- ACTIVITY: Type again, exactly, the lines below from the start through the line that includes "Backbone (view routing, camera".

[Dataset excerpts]
☆ ☆ ☆ ☆ ☆

PR #401, opened 2026-07-13
Canonical DINOv2 + Depth Anything 3 (consolidated)

oarriaga:
Consolidated PR for the canonical DINOv2 / Depth Anything 3 port (milestone 1
merged separately as #399). Every model component is verified bit-for-bit
against the pinned references in the same process (opt-in via DA3_REFERENCE).

## M2 — transformer primitives (`paz/models/transformers`)
Fused-QKV self-attention + DA3 primitives (2D RoPE, per-head QK-norm, patch
positions), verified ~5e-7. Existing attention untouched.

## M3 — canonical function-only DINOv2 (`foundation/dinov2`)
`(class_token, patch_tokens)` / feature-map tuples; canonical == legacy
bit-for-bit; strict converter, save/reload, JIT. Exported from `paz.models`.

## M4/M6 — DA3 any-view SMALL and BASE (`foundation/depth_anything3`)
Backbone (view routing, camera tokens, alternating local/global attention, 2D
RoPE, QK-norm), DualDPT head (depth+rays), camera decoder. `build_da3_small` /
`build_da3_base` return `depth, depth_confidence, extrinsics, intrinsics, rays,
ray_confidence`. BASE reuses the same functions. End-to-end parity vs real
Apache-2.0 checkpoints ~1e-6.

## M7 — permissive monocular/metric large
`build_da3_mono_large` / `build_da3_metric_large`: plain DINOv2-Large backbone +
standard DPT head with sky → `(depth, sky)`. Verified vs DA3MONO-LARGE.

## M5 — weights
`convert.py` (small/base/mono/metric): download → port → save `.weights.h5` →
reload/verify → license+checksum metadata. Weights not committed.

## Applications and examples
`paz.applications.depth_estimators`: `EstimateDepthAnything3Small/Base/MonoLarge/
MetricLarge` (function factories returning closures). Preprocessing runs outside
the compiled model; models build per view count and load a converted weights
file. Examples under `examples/depth_anything3/`.

## Verification (`KERAS_BACKEND=jax`)
- `pytest paz/models/transformers paz/models/foundation/{dinov2,depth_anything3}
  paz/applications/depth_estimators_test.py` — all pass (5 skipped opt-in ref).
- Opt-in reference (`DA3_REFERENCE=1`): DINOv2, DA3 backbone, SMALL e2e, BASE
  e2e, MONO-LARGE all pass. Real-weights app smoke: finite depth, sane cameras.
- No named tuples, tensor dicts, or custom classes. No runtime torch/xformers.

## Remaining
Weight hosting only (maintainer infra); the converter produces files + metadata.

### DIFF
--- a/examples/depth_anything3/estimate_metric.py
+++ b/examples/depth_anything3/estimate_metric.py
@@ -1,6 +1,6 @@
 """Metric monocular depth in meters with Depth Anything 3.
 
-Convert the Apache-2.0 DA3METRIC-LARGE checkpoint first:
+Convert the DA3METRIC-LARGE checkpoint first:
 
     DA3_MODEL=metric python -m paz.models.foundation.depth_anything3.convert
 
--- a/examples/depth_anything3/estimate_metric.py
+++ b/examples/depth_anything3/estimate_metric.py
@@ -9,9 +9,9 @@ explicitly; it is never inferred.
 """
 import argparse
 
-import cv2
 import numpy as np
 
+import paz
 from paz.applications import EstimateDepthAnything3MetricLarge
 
 if __name__ == "__main__":
@@ -22,12 +22,12 @@ if __name__ == "__main__":
     parser.add_argument("--image_size", type=int, default=518)
     args = parser.parse_args()
 
-    estimate = EstimateDepthAnything3MetricLarge(
-        args.weights, args.focal_length, args.image_size)
-    image = cv2.cvtColor(cv2.imread(args.image), cv2.COLOR_BGR2RGB)
-    depth_meters, sky = estimate(image)
+    settings = args.weights, args.focal_length, args.image_size
+    estimate = EstimateDepthAnything3MetricLarge(*settings)
+    depth_meters, sky = estimate(paz.image.load(args.image))
 
     depth_meters = np.array(depth_meters)[0]
+    lowest = round(float(depth_meters.min()), 3)
+    highest = round(float(depth_meters.max()), 3)
     print("median depth (m):", round(float(np.median(depth_meters)), 3))
-    print("range (m):", round(float(depth_meters.min()), 3),
-          round(float(depth_meters.max()), 3))
+    print("range (m):", lowest, highest)
--- a/examples/depth_anything3/estimate_metric.py
+++ b/examples/depth_anything3/estimate_metric.py
@@ -1,0 +1,33 @@
+"""Metric monocular depth in meters with Depth Anything 3.
+
+Convert the Apache-2.0 DA3METRIC-LARGE checkpoint first:
+
+    DA3_MODEL=metric python -m paz.models.foundation.depth_anything3.convert
+
+Focal length is in pixels at the processed resolution and must be given
+explicitly; it is never inferred.
+"""
+import argparse
+
+import cv2
+import numpy as np
+
+from paz.applications import EstimateDepthAnything3MetricLarge
+
+if __name__ == "__main__":
+    parser = argparse.ArgumentParser()
+    parser.add_argument("--weights", required=True)
+    parser.add_argument("--image", required=True)
+    parser.add_argument("--focal_length", type=float, required=True)
+    parser.add_argument("--image_size", type=int, default=518)
+    args = parser.parse_args()
+
+    estimate = EstimateDepthAnything3MetricLarge(
+        args.weights, args.focal_length, args.image_size)
+    image = cv2.cvtColor(cv2.imread(args.image), cv2.COLOR_BGR2RGB)
+    depth_meters, sky = estimate(image)
+
+    depth_meters = np.array(depth_meters)[0]
+    print("median depth (m):", round(float(np.median(depth_meters)), 3))
+    print("range (m):", round(float(depth_meters.min()), 3),
+          round(float(depth_meters.max()), 3))
--- a/examples/depth_anything3/estimate_multi_view.py
+++ b/examples/depth_anything3/estimate_multi_view.py
@@ -1,0 +1,30 @@
+"""Any-view depth, rays, and recovered cameras with Depth Anything 3.
+
+Convert the Apache-2.0 DA3-SMALL checkpoint first:
+
+    python -m paz.models.foundation.depth_anything3.convert
+"""
+import argparse
+
+import cv2
+import numpy as np
+
+from paz.applications import EstimateDepthAnything3Small
+
+if __name__ == "__main__":
+    parser = argparse.ArgumentParser()
+    parser.add_argument("--weights", required=True)
+    parser.add_argument("--images", nargs="+", required=True)
+    parser.add_argument("--image_size", type=int, default=518)
+    args = parser.parse_args()
+
+    estimate = EstimateDepthAnything3Small(args.weights, args.image_size)
+    images = [cv2.cvtColor(cv2.imread(path), cv2.COLOR_BGR2RGB)
+              for path in args.images]
+    depth, confidence, extrinsics, intrinsics, rays, ray_confidence = estimate(images)
+
+    print("depth", tuple(depth.shape))
+    for view, (extrinsic, intrinsic) in enumerate(zip(np.array(extrinsics)[0],
+                                                      np.array(intrinsics)[0])):
+        print(f"view {view} focal", round(float(intrinsic[0, 0]), 1),
+              "translation", extrinsic[:, 3].round(3).tolist())
--- a/examples/depth_anything3/estimate_multi_view.py
+++ b/examples/depth_anything3/estimate_multi_view.py
@@ -6,9 +6,9 @@ Convert the Apache-2.0 DA3-SMALL checkpoint first:
 """
 import argparse
 
-import cv2
 import numpy as np
 
+import paz
 from paz.applications import EstimateDepthAnything3Small
 
 if __name__ == "__main__":
@@ -19,12 +19,14 @@ if __name__ == "__main__":
     args = parser.parse_args()
 
     estimate = EstimateDepthAnything3Small(args.weights, args.image_size)
-    images = [cv2.cvtColor(cv2.imread(path), cv2.COLOR_BGR2RGB)
-              for path in args.images]
-    depth, confidence, extrinsics, intrinsics, rays, ray_confidence = estimate(images)
+    images = [paz.image.load(path) for path in args.images]
+    outputs = estimate(images)
+    depth, confidence, extrinsics, intrinsics, rays, ray_confidence = outputs
 
     print("depth", tuple(depth.shape))
-    for view, (extrinsic, intrinsic) in enumerate(zip(np.array(extrinsics)[0],
-                                                      np.array(intrinsics)[0])):
-        print(f"view {view} focal", round(float(intrinsic[0, 0]), 1),
-              "translation", extrinsic[:, 3].round(3).tolist())
+    extrinsics = np.array(extrinsics)[0]
+    intrinsics = np.array(intrinsics)[0]
+    for view in range(len(extrinsics)):
+        focal = round(float(intrinsics[view][0, 0]), 1)
+        translation = extrinsics[view][:, 3].round(3).tolist()
+        print(f"view {view} focal", focal, "translation", translation)
--- a/examples/depth_anything3/estimate_multi_view.py
+++ b/examples/depth_anything3/estimate_multi_view.py
@@ -1,6 +1,6 @@
 """Any-view depth, rays, and recovered cameras with Depth Anything 3.
 
-Convert the Apache-2.0 DA3-SMALL checkpoint first:
+Convert the DA3-SMALL checkpoint first:
 
     python -m paz.models.foundation.depth_anything3.convert
 """
--- a/examples/depth_anything3/estimate_single_view.py
+++ b/examples/depth_anything3/estimate_single_view.py
@@ -6,9 +6,9 @@ Convert the Apache-2.0 DA3MONO-LARGE checkpoint first:
 """
 import argparse
 
-import cv2
 import numpy as np
 
+import paz
 from paz.applications import EstimateDepthAnything3MonoLarge
 
 if __name__ == "__main__":
@@ -20,10 +20,10 @@ if __name__ == "__main__":
     args = parser.parse_args()
 
     estimate = EstimateDepthAnything3MonoLarge(args.weights, args.image_size)
-    image = cv2.cvtColor(cv2.imread(args.image), cv2.COLOR_BGR2RGB)
-    depth, sky = estimate(image)
+    depth, sky = estimate(paz.image.load(args.image))
 
     depth = np.array(depth)[0]
     scaled = (depth - depth.min()) / (depth.max() - depth.min() + 1e-8)
-    cv2.imwrite(args.output, (scaled * 255).astype("uint8"))
+    gray = (scaled[..., None] * np.ones(3) * 255).astype("uint8")
+    paz.image.write(args.output, gray)
     print("saved", args.output)
--- a/examples/depth_anything3/estimate_single_view.py
+++ b/examples/depth_anything3/estimate_single_view.py
@@ -1,0 +1,29 @@
+"""Monocular relative depth with Depth Anything 3.
+
+Convert the Apache-2.0 DA3MONO-LARGE checkpoint first:
+
+    DA3_MODEL=mono python -m paz.models.foundation.depth_anything3.convert
+"""
+import argparse
+
+import cv2
+import numpy as np
+
+from paz.applications import EstimateDepthAnything3MonoLarge
+
+if __name__ == "__main__":
+    parser = argparse.ArgumentParser()
+    parser.add_argument("--weights", required=True)
+    parser.add_argument("--image", required=True)
+    parser.add_argument("--image_size", type=int, default=518)
+    parser.add_argument("--output", default="depth.png")
+    args = parser.parse_args()
+
+    estimate = EstimateDepthAnything3MonoLarge(args.weights, args.image_size)
+    image = cv2.cvtColor(cv2.imread(args.image), cv2.COLOR_BGR2RGB)
+    depth, sky = estimate(image)
+
+    depth = np.array(depth)[0]
+    scaled = (depth - depth.min()) / (depth.max() - depth.min() + 1e-8)
+    cv2.imwrite(args.output, (scaled * 255).astype("uint8"))
+    print("saved", args.output)
--- a/examples/depth_anything3/estimate_single_view.py
+++ b/examples/depth_anything3/estimate_single_view.py
@@ -1,6 +1,6 @@
 """Monocular relative depth with Depth Anything 3.
 
-Convert the Apache-2.0 DA3MONO-LARGE checkpoint first:
+Convert the DA3MONO-LARGE checkpoint first:
 
     DA3_MODEL=mono python -m paz.models.foundation.depth_anything3.convert
 """
--- a/paz/applications/depth_estimators.py
+++ b/paz/applications/depth_estimators.py
@@ -10,73 +10,67 @@ Any-view estimators return, in order:
 Monocular estimators return ``depth, sky``; the metric estimator returns
 ``depth_meters, sky``.
 """
-import cv2
 import numpy as np
 from keras import ops
 
-from paz.models.foundation.depth_anything3.models import build_da3_small
-from paz.models.foundation.depth_anything3.models import build_da3_base
-from paz.models.foundation.depth_anything3.models import build_da3_mono_large
-from paz.models.foundation.depth_anything3.models import build_da3_metric_large
-
-IMAGENET_MEAN = np.array([0.485, 0.456, 0.406], "float32")
-IMAGENET_STD = np.array([0.229, 0.224, 0.225], "float32")
-METRIC_DIVISOR = 300.0
+from paz.backend.image import resize_opencv, standardize
+from paz.models import DepthAnything3Small, DepthAnything3Base
+from paz.models import DepthAnything3MonoLarge, DepthAnything3MetricLarge
 
 
 def EstimateDepthAnything3Small(weights_path, image_size=518):
-    return build_any_view_estimator(build_da3_small, weights_path, image_size)
+    args = DepthAnything3Small, weights_path, image_size
+    return build_any_view_estimator(*args)
 
 
 def EstimateDepthAnything3Base(weights_path, image_size=518):
-    return build_any_view_estimator(build_da3_base, weights_path, image_size)
+    args = DepthAnything3Base, weights_path, image_size
+    return build_any_view_estimator(*args)
 
 
 def build_any_view_estimator(builder, weights_path, image_size):
-    models = {}
+    cache = {}
 
     def estimate(images):
         views = preprocess_views(images, image_size)
-        model = load_for_views(models, builder, views.shape[1], image_size,
-                               weights_path)
-        depth, confidence, extrinsics, intrinsics, rays, ray_confidence = model(views)
-        return depth, confidence, extrinsics, intrinsics, rays, ray_confidence
+        args = cache, builder, views.shape[1], image_size, weights_path
+        return load_view_model(*args)(views)
 
     return estimate
 
 
 def EstimateDepthAnything3MonoLarge(weights_path, image_size=518):
-    model = build_mono_model(build_da3_mono_large, weights_path, image_size)
+    model = load_mono_model(DepthAnything3MonoLarge, weights_path, image_size)
 
     def estimate(image):
-        depth, sky = model(preprocess_batch(image, image_size))
-        return depth, sky
+        return model(preprocess_batch(image, image_size))
 
     return estimate
 
 
-def EstimateDepthAnything3MetricLarge(weights_path, focal_length, image_size=518):
-    model = build_mono_model(build_da3_metric_large, weights_path, image_size)
+def EstimateDepthAnything3MetricLarge(weights_path, focal_length,
+                                      image_size=518):
+    model = load_mono_model(DepthAnything3MetricLarge, weights_path, image_size)
 
     def estimate(image):
         depth, sky = model(preprocess_batch(image, image_size))
-        return focal_length * depth / METRIC_DIVISOR, sky
+        return focal_length * depth / 300.0, sky
 
     return estimate
 
 
-def build_mono_model(builder, weights_path, image_size):
+def load_mono_model(builder, weights_path, image_size):
     model = builder((image_size, image_size, 3))
     model.load_weights(weights_path)
     return model
 
 
-def load_for_views(models, builder, num_views, image_size, weights_path):
-    if num_views not in models:
+def load_view_model(cache, builder, num_views, image_size, weights_path):
+    if num_views not in cache:
         model = builder(num_views, (image_size, image_size, 3))
         model.load_weights(weights_path)
-        models[num_views] = model
-    return models[num_views]
+        cache[num_views] = model
+    return cache[num_views]
 
 
 def preprocess_views(images, image_size):
@@ -89,10 +83,15 @@ def preprocess_batch(image, image_size):
 
 
 def preprocess_image(image, image_size):
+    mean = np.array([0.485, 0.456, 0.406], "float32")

☆ ☆ ☆ ☆ ☆

- REPLY:
PR #401, opened 2026-07-13
Canonical DINOv2 + Depth Anything 3 (consolidated)

oarriaga:
Consolidated PR for the canonical DINOv2 / Depth Anything 3 port (milestone 1
merged separately as #399). Every model component is verified bit-for-bit
against the pinned references in the same process (opt-in via DA3_REFERENCE).

## M2 — transformer primitives (`paz/models/transformers`)
Fused-QKV self-attention + DA3 primitives (2D RoPE, per-head QK-norm, patch
positions), verified ~5e-7. Existing attention untouched.

## M3 — canonical function-only DINOv2 (`foundation/dinov2`)
`(class_token, patch_tokens)` / feature-map tuples; canonical == legacy
bit-for-bit; strict converter, save/reload, JIT. Exported from `paz.models`.

## M4/M6 — DA3 any-view SMALL and BASE (`foundation/depth_anything3`)
Backbone (view routing, camera tokens, alternating local/global attention, 2D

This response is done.